Emrist lay on his makeshift bed, still hiding his face, his whole body tense and aching. Trevyn rubbed until the knotted muscles relaxed, until Emrist lay quiet and deeply breathing under his hands, shoulders sagging into sleep. Then he covered him with his ragged blanket and sat beside him with all that they had said turning and turning in his mind. His father.… He could not have let Emrist face Wael if it were not f
or Alan’s sake. A heart’s love, newly found, to be as quickly lost.… Suddenly, like a stab, Meg entered his whirling thoughts. Trevyn knew that her sunny bantering would have lifted the leaden weight from his heart, but the memory afforded him no comfort—he had cut himself off from her. Anguish struck him. He longed for Meg more passionately than he had ever wanted anything, far more than he yearned for life itself. Pain twisted his face and bowed his head. By his own doing she was lost to him, even if he survived the morrow.
Chapter Six
“Did you not sleep at all?” Emrist asked in the morning.
“I’ll sleep tonight,” Trevyn answered. “Perhaps.”
They could not eat. They took their horse and went. The city gates were just opening when they reached them, and they entered Kantukal amid a throng of farmers bringing their wares to the morning market. The towers of Rheged’s court rose above the shops and temples, so they found it easily. They paused at a distance and looked in through the iron bars of the gate. Slaves scurried about the courtyard tending to early morning chores. Burly guards watched, lounging. Emrist squared his narrow shoulders, straightened his spine, and sent his nag forward at a fast walk, with Trevyn trotting at his side.
“Who goes?” inquired the gatekeeper lazily.
“Sol of Jabul, on the king’s business. Open up.”

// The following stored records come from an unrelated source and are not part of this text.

PR #628, opened 2023-02-25
[SDK] Add getContract and getContractFromAbi functions

adam-maj:


packages/sdk/src/evm/functions/contract/index.ts
```diff
@@ -0,0 +1,102 @@
...
+  getCachedStorage,
+  inContractCache,
+} from "../core/cache";
+import { GetContractFromAbiParams, GetContractParams } from "./types";
+import { resolveContractType } from "./utils";
+
+export async function getContractFromAbi(
+  params: GetContractFromAbiParams,
+): Promise<ValidContractInstance> {
+  if (inContractCache(params.address)) {
```
jnsdls, line 20: I believe this needs to include more than just the address, otherwise you may get the same contract instance back for contract `0x123...` and `0x123...` if they're on different chains, so it needs to include at least chainId + address

packages/sdk/src/evm/functions/contract/index.ts
```diff
@@ -0,0 +1,102 @@
...
+import { getSignerAndProvider } from "../../core/classes/rpc-connection-handler";
+import { ValidContractInstance } from "../../core/types";
+import { AbiSchema } from "../../schema/contracts/custom";
+import {
+  cacheContract,
+  getCachedContract,
+  getCachedStorage,
+  inContractCache,
+} from "../core/cache";
+import { GetContractFromAbiParams, GetContractParams } from "./types";
```
jnsdls, line 14: instead of breaking out types, and functions let's break the files out by function name and co-locate the types in the same file:

```
functions/
  getContract.ts
  getContractFromAbi.ts
  ...
```

I think that will lead to a cleaner organization and you can always easily import all functions from within other functions by doing `import ... from "./function"`
   

Also I believe `index.ts` is causing a lot of problems for us and we should start moving away from it in favor of real paths and file names and proper named exports

packages/sdk/src/evm/functions/contract/index.ts
```diff
@@ -0,0 +1,102 @@
...
+      params.address,
+      AbiSchema.parse(parsedAbi),
+      provider,
+      params.sdkOptions,
+      getCachedStorage(params.storage),
+    ),
+    getCachedStorage(params.storage),
+    params.sdkOptions,
+    (await provider.getNetwork()).chainId,
+  );
```
jnsdls, line 45: you could optimize these to parallelize both the chainId resolution and the gompositepluginabi by calling them within a Promise.all before the `new SmartContract` and then passign them in sync

packages/sdk/src/evm/functions/contract/index.ts
```diff
@@ -0,0 +1,102 @@
...
+import { resolveContractType } from "./utils";
+
+export async function getContractFromAbi(
+  params: GetContractFromAbiParams,
+): Promise<ValidContractInstance> {
+  if (inContractCache(params.address)) {
+    return getCachedContract(params.address);
+  }
+
+  // TODO: Remove support for SDKOptions
```
jnsdls, line 24: what do we still need it for in here?

packages/sdk/src/evm/functions/contract/index.ts
```diff
@@ -0,0 +1,102 @@
...
+    params.sdkOptions,
+    (await provider.getNetwork()).chainId,
+  );
+
+  cacheContract(params.address, contract);
+  return contract;
+}
+
+export async function getContract(params: GetContractParams) {
+  if (inContractCache(params.address)) {
```
jnsdls, line 52: same as above, this requires more than just address in order to work reliably

packages/sdk/src/evm/functions/contract/index.ts
```diff
@@ -0,0 +1,102 @@
...
+    params.sdkOptions,
+  );
+
+  if (!params.contractTypeOrAbi || params.contractTypeOrAbi === "custom") {
+    const contractType = await resolveContractType({
+      address: params.address,
+      provider,
+    });
+    if (contractType === "custom") {
+      // Not even worth cacheing publisher since we would have to cache by network, which requires an RPC call
```
jnsdls, line 67: why would we not cache publisher by network?

jnsdls: globally?

packages/sdk/src/evm/functions/contract/types.ts
```diff
@@ -0,0 +1,21 @@
+import { NetworkInput, PrebuiltContractType } from "../../core/types";
+import { SDKOptions } from "../../schema/sdk-options";
+import { ThirdwebStorage } from "@thirdweb-dev/storage";
+import { ContractInterface } from "ethers";
+
+export type GetContractFromAbiParams = {
+  address: string;
+  abi: ContractInterface;
+  network: NetworkInput;
```
jnsdls, line 9: I think I'd prefer for this to just become `chain` tbh?

jnsdls: in terms of the actual input type I mean, param naming aside

packages/sdk/src/evm/functions/core/cache.ts
```diff
@@ -0,0 +1,30 @@
+import { ValidContractInstance } from "../../core/types";
+import { ThirdwebStorage } from "@thirdweb-dev/storage";
+
+const CONTRACT_CACHE = new Map<string, ValidContractInstance>();
+
+const STORAGE_CACHE = new Map<"cache", ThirdwebStorage>();
+STORAGE_CACHE.set("cache", new ThirdwebStorage());
```
jnsdls, line 7: this seems extremely odd, why would we immediately set something on the cache? did you want to just use a singleton?

jnsdls (commented):
left some thoughts, excited for the start of this!

packages/sdk/src/evm/functions/contract/index.ts
adam-maj: Nice I prefer this pattern

packages/sdk/src/evm/functions/contract/index.ts
adam-maj: Indeed

packages/sdk/src/evm/functions/contract/index.ts
adam-maj: For temporary compatibility since we take thirweb/alchemy/infura API keys in here which works with our chains RPC URL setup

adam-maj: As well as other small things like read only RPC which the provider functions use (for now)

packages/sdk/src/evm/functions/contract/index.ts
adam-maj: b/c checking if we have a cached `ContractPublisher` requires making an RPC request to get the current network we're on, which is an extra request and potentially slower than just instantiating a new one (?).

packages/sdk/src/evm/functions/contract/types.ts
adam-maj: That would be ideal - for now I like this for complete compatibility with current SDK + I think being able to pass in an RPC URL is nice. Wdyt?

packages/sdk/src/evm/functions/core/cache.ts
adam-maj: Yes this is very weird lmao not sure what I was doing here. Should just be a singleton lmao.

packages/sdk/src/evm/functions/contract/index.ts
adam-maj: I guess we'll be making that request to cache contract now anyway

packages/sdk/src/evm/functions/core/cache.ts
jnsdls: fwiw I could see a usecase for multiple instances of storage

joaquim-verges (commented):
seems very promising!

“Come back after midday.” The fellow began to turn away, but he was seized by Emrist’s glance, held motionless like a pinned insect. Emrist’s eyes flashed like jewel stones in a face turned diamond hard.
“Open up,” he ordered softly, “or I will skewer your head for a present to your king, and he will thank me.…” Emrist’s hand went to the sword he wore and slid it in the scabbard. He had no need to show that he did not know how to use it. At the sword sound, the gatekeeper jumped to let them enter. They passed in without a word or a glance. Emrist urged his horse across the courtyard and flung himself down from him as Trevyn tethered him. Then he strode off headlong, with Trevyn trotting after. But once within doors he stopped, and Trevyn came up to him.